* [The task] The reply to the records below should contain exactly the lines from the line with "for an example." through the line with "-14,7 +14,10 @@ enum GenericDocumentOptions", and nothing besides.

* [Data]
╔══
PR #2930, opened 2022-08-06
AngelScript: fixed ref counting, added ProceduralRoad API

only-a-ptr:
## Status (last update 2022-10-14)
Many feats originally developed here got merged in https://github.com/RigsOfRods/rigs-of-rods/pull/2931.
The object ref-counting system, originally created here, got perfected in it's own repo: https://github.com/only-a-ptr/RefCountingObject-AngelScript

## New script features:
* ref types: `TerrainClass, ProceduralRoadClass, ProceduralObjectClass, ProceduralManagerClass, ProceduralPointClass`
* enums: `RoadType, TextureFit`

## Reference counting fix

Previously, if a script kept a pointer (a 'handle' in AngelScript terminology) to `BeamClass` or `VehicleAIClass` after the vehicle was removed, it would crash. I studied how the reference counting system works and added a `RefCountingObject` base class which lets us keep track of the object both inside and outside of the script. It will help registering more objects to the script engine.

PR #2953, opened 2022-10-16
Created unified text file tokenizer

ohlidalp:
We have multiple formats with very similar syntax: rig def (truck), odef, tobj, character (see #2942). This new parser supports all these formats and adds new features:
 - **Support for "quoted strings with spaces"**. I first implemented them in the new .character fileformat and I decided I want them everywhere, notably .tobj so that procedural roads can have custom names and descriptions for a GPS-like navigation system.
 - **Simple editing in memory**. The document is a vector of Tokens (types: linebreak, comment, keyword, string, number, boolean.) which keeps the exact sequence as in the file. Tokens can be easily added/modified/removed without writing any extra custom code.
 - **Serializability** - saving the (possibly modified) file is as simple as looping through the Tokens array and writing them to a file. No custom code needs to be written for any file format.
 - **Ease of binding to AngelScript**: a single API can modify any fileformat. All the operations the user needs is 1. insert token 2. modify token 3. delete token.

Update: I added AngelScript bindings and extended the bundled 'demo_script.as' to showcase them. There's a new button "View document" (changes to "Close document" after pressing) which opens separate window with a syntax highlighted truck file. Update2: all glitches were fixed. It's ready for review.

**New script API:**
* class GenericDocumentClass - loads/saves a document from OGRE resource system
* class GenericDocReaderClass - traverses document tokens
* enum TokenType (TOKEN_TYPE_*)
* enum GenericDocumentOptions (GENERIC_DOCUMENT_OPTION_*)
* void ImGui::AlignTextToFramePadding()
* string Terran::getTerrainFileName()
* string Terrain::getTerrainFileResourceGroup() 

To test, open game console and say `loadscript demo_script.as`.
obrazek

### DIFF
--- a/doc/angelscript/Script2Game/GenericDocReaderClass.h
+++ b/doc/angelscript/Script2Game/GenericDocReaderClass.h
@@ -1,0 +1,55 @@
+namespace Script2Game {
+
+/** \addtogroup ScriptSideAPIs
+ *  @{
+ */    
+
+/** \addtogroup Script2Game
+ *  @{
+ */   
+
+enum TokenType
+{
+    TOKEN_TYPE_NONE,
+    TOKEN_TYPE_LINEBREAK,
+    TOKEN_TYPE_COMMENT,
+    TOKEN_TYPE_STRING,
+    TOKEN_TYPE_NUMBER,
+    TOKEN_TYPE_BOOL,
+    TOKEN_TYPE_KEYWORD
+};
+
+/**
+ * @brief Binding of RoR::GenericDocReader; Traverses document tokens; See 'demo_script.as' for an example.
+ */
+class GenericDocReaderClass
+{
+    GenericDocReader(GenericDocumentPtr@ d);
+
+    bool MoveNext();
+    uint GetPos();
+    bool SeekNextLine();
+    int CountLineArgs();
+    bool EndOfFile(int offset = 0);
+
+    TokenType GetTokType(int offset = 0);
+    string GetStringData(int offset = 0);
+    float GetFloatData(int offset = 0);
+
+    string GetTokString(int offset = 0);
+    float GetTokFloat(int offset = 0);
+    bool GetTokBool(int offset = 0);
+    string GetTokKeyword(int offset = 0);
+    string GetTokComment(int offset = 0);
+
+    bool IsTokString(int offset = 0);
+    bool IsTokFloat(int offset = 0);
+    bool IsTokBool(int offset = 0);
+    bool IsTokKeyword(int offset = 0);
+    bool IsTokComment(int offset = 0);
+};
+
+/// @}    //addtogroup Script2Game
+/// @}    //addtogroup ScriptSideAPIs
+
+} //namespace Script2Game
--- a/doc/angelscript/Script2Game/GenericDocumentClass.h
+++ b/doc/angelscript/Script2Game/GenericDocumentClass.h
@@ -14,7 +14,10 @@ enum GenericDocumentOptions
     GENERIC_DOCUMENT_OPTION_ALLOW_SLASH_COMMENTS, //!< Allow comments starting with `//`. 
     GENERIC_DOCUMENT_OPTION_FIRST_LINE_IS_TITLE, //!< First non-empty & non-comment line is a naked string with spaces. 
     GENERIC_DOCUMENT_OPTION_ALLOW_SEPARATOR_COLON, //!< Allow ':' as separator between tokens.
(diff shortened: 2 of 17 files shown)


ohlidalp:
When I'm looking at the serialization loop I wrote, I realize that the way you tell good code isn't about diving into the details, but rather looking from bird's perspective where you can barely read the characters, then observing the overall shape and using just common sense to figure out what it probably does. If the above journey is a pleasure to do and the conclusion you arrive at turns out to be pretty much correct, you've met good code.
obrazek
Yes, I've had a 🤓 moment, judge me all you want.

tritonas00:
This is risky, there are possibilities for grave stone.

f1 testtrack

screenshot_2022-10-18_18-45-06_1

only-a-ptr:
OK, new plan... I'll test this on #2942 which doesn't touch existing formats, and after that's merged, I'll experiment with existing formats.

only-a-ptr:
New plan v2: I'll finish #2930 (which I will anyway) and then bind this new parser to AngelScript. That way we get the best of both worlds - the game will use the tried old parsers and the user will still be able to edit TOBJ/ODEF/TRUCK files using this parser.

only-a-ptr:
**Purpose:** to be able to read, edit and export any fileformat (TRUCK DEF, ODEF, TOBJ, CHARACTER) directly in game using AngelScript.

**Estimate:** Blocked by #2930. As soon as #2930 is done, this will take at most 1 man day to finish.

**Work to be done:**
 * Export elements in 'GenericFileFormat.h' to AngelScript.
 * Add AngelScript API  `Document@ game.loadDocument(filename, rg_name)` and `void game.saveDocument(Document@)` that will check if the file is unzipped and if yes, load/save the document.
 * Extend the 'demo_script.as' to showcase this new feature.

CuriousMike56:
Viewing truck file of any 'complex' vehicle -> ~30 fps drop:
RoR_2022-12-10_20-27-55
No frame drops with the DAF Semi. 
Also much of the truck file doesn't match the actual file:

only-a-ptr:
@CuriousMike56 
>Viewing truck file of any 'complex' vehicle -> ~30 fps drop:

Makes sense, it's because the script traverses the entire document every frame, so it's combined overhead of DearIMGUI and string allocation by angelscript. I'd have to optimize it like in Console UI - artificially scale the scrollbar and only populate the visible part of the document. But I'd like to do it in another PR since it's just a demo.

> Also much of the truck file doesn't match the actual file:

Interesting, I see 3 problems:
* For each number, only first digit is displayed - IDK what happened.
* `set_*_defaults` are omitted entirely - again, no idea why.
* Empty lines are not preserved - this is a script issue, it relies on imgui not doing `SameLine()` which works for single linebreaks but squashes multiple linebreaks.

only-a-ptr:
[Truck definition format](https://docs.rigsofrods.org/vehicle-creation/fileformat-truck/) parsing is complete.

Note these special cases:
1. the option 'ALLOW_NAKED_STRINGS' must be on at all times, because otherwise the parser requires all strings to be in quotes. Also, the first line is special - it's the actor name, with spaces and special characters, possibly including multiple quotes. I added an option "FIRST_LINE_IS_TITLE" which parses it as one string.
obrazek
2. in `forset`, single node numbers are parsed as NUMBER. Node ranges are not valid numbers so they decay to STRINGs. The option 'ALLOW_NAKED_STRINGS' must be on.
obrazek
3. The `axle` and `interaxle` keyword have a quirky `abc(1 2)` syntax. I added an option 'PARENTHESES_CAPTURE_SPACES' which make the whole expression parse as one string. The option 'ALLOW_NAKED_STRINGS' must be on.
obrazek

only-a-ptr:
Originally I only planned to cover fileformats which are similar to each other (truck, odef, tobj) but now I wanted the demo script to display TOBJ files too, but I didn't want to clog the Terrain API with `getFileWhatever()` funcs. I wanted to use the `GenericDocument` to parse the TERRN2 file, get TOBJ filenames from there and parse those as well. It turned out to be pretty straightforward, the tokenizer is already robust so it could take a few extra options.

* **Parsing TERRN2 format** needs these special options: "ALLOW_HASH_COMMENTS", "ALLOW_SEPARATOR_EQUALS", "ALLOW_BRACED_KEYWORDS" and of course "ALLOW_NAKED_STRINGS".
obrazek

* **Parsing TOBJ format** needs just "ALLOW_NAKED_STRINGS" and "ALLOW_SLASH_COMMENTS".
obrazek

CuriousMike56 (approved):
Seems to work fine 👍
╚══
* [Task solution]
+ * @brief Binding of RoR::GenericDocReader; Traverses document tokens; See 'demo_script.as' for an example.
+ */
+class GenericDocReaderClass
+{
+    GenericDocReader(GenericDocumentPtr@ d);
+
+    bool MoveNext();
+    uint GetPos();
+    bool SeekNextLine();
+    int CountLineArgs();
+    bool EndOfFile(int offset = 0);
+
+    TokenType GetTokType(int offset = 0);
+    string GetStringData(int offset = 0);
+    float GetFloatData(int offset = 0);
+
+    string GetTokString(int offset = 0);
+    float GetTokFloat(int offset = 0);
+    bool GetTokBool(int offset = 0);
+    string GetTokKeyword(int offset = 0);
+    string GetTokComment(int offset = 0);
+
+    bool IsTokString(int offset = 0);
+    bool IsTokFloat(int offset = 0);
+    bool IsTokBool(int offset = 0);
+    bool IsTokKeyword(int offset = 0);
+    bool IsTokComment(int offset = 0);
+};
+
+/// @}    //addtogroup Script2Game
+/// @}    //addtogroup ScriptSideAPIs
+
+} //namespace Script2Game
--- a/doc/angelscript/Script2Game/GenericDocumentClass.h
+++ b/doc/angelscript/Script2Game/GenericDocumentClass.h
@@ -14,7 +14,10 @@ enum GenericDocumentOptions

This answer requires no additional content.